■ Your assignment
What you return should be exactly the lines from the one containing "Fix zombie subprocess" down to the final line of the listing, with nothing else.

■ Collected material
PR #690, opened 2026-07-17
Fix zombie subprocess accumulation, oversized clones, and missing timeouts

opohorel:
Agent pods accumulate zombie processes and memory over time, leading to OOMKills after ~18 hours. Three root causes addressed:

■ Answer box
Fix zombie subprocess accumulation, oversized clones, and missing timeouts

opohorel:
Agent pods accumulate zombie processes and memory over time, leading to OOMKills after ~18 hours. Three root causes addressed:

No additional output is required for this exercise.